** Instructions to follow **
Every line of the data, first to last, must be written out unchanged.

Collected data entries

PR #268, opened 2022-04-24
Change resim output to use **writeln!** instead of **println!**

cseidman:
Currently, resim functions which emit output to the console use println! to do so. This means they can only send output to the console. Other applications might wish to redirect the output to other IO objects such as files, network streams, or anything else that implements the std::io:Write trait.

Changes made here replaced the uses of println! with writeln! to use an output object such that what was previously:
println!("This is some text") ;
becomes
writeln!(out, "This is some text") ;

The "out" in this case can be a stdout, a file; or a TcpStream

Doing this allows the TCP server to use the same functions used by local resim without resorting to copying files for this purpose and then having them be out of sync.

### DIFF
--- a/simulator/src/ledger/dumper.rs
+++ b/simulator/src/ledger/dumper.rs
@@ -1,3 +1,4 @@
+#![allow(unused_must_use)]
 use colored::*;
 use radix_engine::ledger::*;
 use radix_engine::model::*;
@@ -8,6 +9,7 @@ use std::collections::VecDeque;
 
 use crate::utils::*;
 
+
 /// Represents an error when displaying an entity.
 #[derive(Debug, Clone)]
 pub enum DisplayError {
@@ -17,21 +19,22 @@ pub enum DisplayError {
 }
 
 /// Dump a package into console.
-pub fn dump_package<T: SubstateStore>(
+pub fn dump_package<T: SubstateStore, O: std::io::Write>(
     package_address: PackageAddress,
     substate_store: &T,
+    output: &mut O
 ) -> Result<(), DisplayError> {
     let package: Option<Package> = substate_store
         .get_decoded_substate(&package_address)
         .map(|(package, _)| package);
     match package {
         Some(b) => {
-            println!(
+            writeln!(output,
                 "{}: {}",
                 "Package".green().bold(),
                 package_address.to_string()
             );
-            println!("{}: {} bytes", "Code size".green().bold(), b.code().len());
+            writeln!(output,"{}: {} bytes", "Code size".green().bold(), b.code().len());
             Ok(())
         }
         None => Err(DisplayError::PackageNotFound),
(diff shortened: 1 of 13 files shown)


simulator/src/resim/mod.rs
```diff
@@ -86,25 +86,27 @@ pub enum Command {
...
-        Command::GenerateKeyPair(cmd) => cmd.run(),
+        Command::ExportAbi(cmd) => cmd.run(&mut out),
+        Command::GenerateKeyPair(cmd) => cmd.run(&mut out),
         Command::Mint(cmd) => cmd.run(),
-        Command::NewAccount(cmd) => cmd.run(),
+        Command::NewAccount(cmd) => cmd.run(&mut out),
         Command::NewBadgeFixed(cmd) => cmd.run(),
         Command::NewBadgeMutable(cmd) => cmd.run(),
         Command::NewTokenFixed(cmd) => cmd.run(),
         Command::NewTokenMutable(cmd) => cmd.run(),
```
iamyulong, line 101: Is there a particular reason we're using `writeln` for some but not all?

simulator/src/ledger/dumper.rs
```diff
@@ -1,3 +1,4 @@
+#![allow(unused_must_use)]
```
iamyulong, line 1: Minor: can we remove this warning suppression? I didn't see variables that is unused.

iamyulong (commented):
Looks good to me. Just left some minor comments.

simulator/src/resim/mod.rs
cseidman: Yes. The other ones don't produce any output - so we'd just be passing the IO parameter for nothing

iamyulong: That's perfect! Thanks for clarifying.

simulator/src/ledger/dumper.rs
cseidman: Yes we can - the warning actually is caused no by unused variables, but by the fact that writeln! has a return value and so the compiler warns that you need to read that variable (we really don't need to). The alternative is to use `let _ = writelin!(..` . I can goi ahead and do that if you'd like

iamyulong: I think this is because the return is a `Result` which may indicate a failure, especially when you're dealing with TCP stream.

The suggested use from the rust lang doc is to add `?` after `writeln!`. https://doc.rust-lang.org/std/macro.writeln.html

iamyulong: In our case `.map_err(Error::IOError)?`

cseidman: Yeah, but the TCP failure would be from a closed or broken client connection which is handled upstream. But yeah - I'll go ahead and add that in

iamyulong: Thanks!

cseidman: Done

iamyulong (approved):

** Response to the exercise **
PR #268, opened 2022-04-24
Change resim output to use **writeln!** instead of **println!**

cseidman:
Currently, resim functions which emit output to the console use println! to do so. This means they can only send output to the console. Other applications might wish to redirect the output to other IO objects such as files, network streams, or anything else that implements the std::io:Write trait.

Changes made here replaced the uses of println! with writeln! to use an output object such that what was previously:
println!("This is some text") ;
becomes
writeln!(out, "This is some text") ;

The "out" in this case can be a stdout, a file; or a TcpStream

Doing this allows the TCP server to use the same functions used by local resim without resorting to copying files for this purpose and then having them be out of sync.

### DIFF
--- a/simulator/src/ledger/dumper.rs
+++ b/simulator/src/ledger/dumper.rs
@@ -1,3 +1,4 @@
+#![allow(unused_must_use)]
 use colored::*;
 use radix_engine::ledger::*;
 use radix_engine::model::*;
@@ -8,6 +9,7 @@ use std::collections::VecDeque;
 
 use crate::utils::*;
 
+
 /// Represents an error when displaying an entity.
 #[derive(Debug, Clone)]
 pub enum DisplayError {
@@ -17,21 +19,22 @@ pub enum DisplayError {
 }
 
 /// Dump a package into console.
-pub fn dump_package<T: SubstateStore>(
+pub fn dump_package<T: SubstateStore, O: std::io::Write>(
     package_address: PackageAddress,
     substate_store: &T,
+    output: &mut O
 ) -> Result<(), DisplayError> {
     let package: Option<Package> = substate_store
         .get_decoded_substate(&package_address)
         .map(|(package, _)| package);
     match package {
         Some(b) => {
-            println!(
+            writeln!(output,
                 "{}: {}",
                 "Package".green().bold(),
                 package_address.to_string()
             );
-            println!("{}: {} bytes", "Code size".green().bold(), b.code().len());
+            writeln!(output,"{}: {} bytes", "Code size".green().bold(), b.code().len());
             Ok(())
         }
         None => Err(DisplayError::PackageNotFound),
(diff shortened: 1 of 13 files shown)


simulator/src/resim/mod.rs
```diff
@@ -86,25 +86,27 @@ pub enum Command {
...
-        Command::GenerateKeyPair(cmd) => cmd.run(),
+        Command::ExportAbi(cmd) => cmd.run(&mut out),
+        Command::GenerateKeyPair(cmd) => cmd.run(&mut out),
         Command::Mint(cmd) => cmd.run(),
-        Command::NewAccount(cmd) => cmd.run(),
+        Command::NewAccount(cmd) => cmd.run(&mut out),
         Command::NewBadgeFixed(cmd) => cmd.run(),
         Command::NewBadgeMutable(cmd) => cmd.run(),
         Command::NewTokenFixed(cmd) => cmd.run(),
         Command::NewTokenMutable(cmd) => cmd.run(),
```
iamyulong, line 101: Is there a particular reason we're using `writeln` for some but not all?

simulator/src/ledger/dumper.rs
```diff
@@ -1,3 +1,4 @@
+#![allow(unused_must_use)]
```
iamyulong, line 1: Minor: can we remove this warning suppression? I didn't see variables that is unused.

iamyulong (commented):
Looks good to me. Just left some minor comments.

simulator/src/resim/mod.rs
cseidman: Yes. The other ones don't produce any output - so we'd just be passing the IO parameter for nothing

iamyulong: That's perfect! Thanks for clarifying.

simulator/src/ledger/dumper.rs
cseidman: Yes we can - the warning actually is caused no by unused variables, but by the fact that writeln! has a return value and so the compiler warns that you need to read that variable (we really don't need to). The alternative is to use `let _ = writelin!(..` . I can goi ahead and do that if you'd like

iamyulong: I think this is because the return is a `Result` which may indicate a failure, especially when you're dealing with TCP stream.

The suggested use from the rust lang doc is to add `?` after `writeln!`. https://doc.rust-lang.org/std/macro.writeln.html

iamyulong: In our case `.map_err(Error::IOError)?`

cseidman: Yeah, but the TCP failure would be from a closed or broken client connection which is handled upstream. But yeah - I'll go ahead and add that in

iamyulong: Thanks!

cseidman: Done

iamyulong (approved):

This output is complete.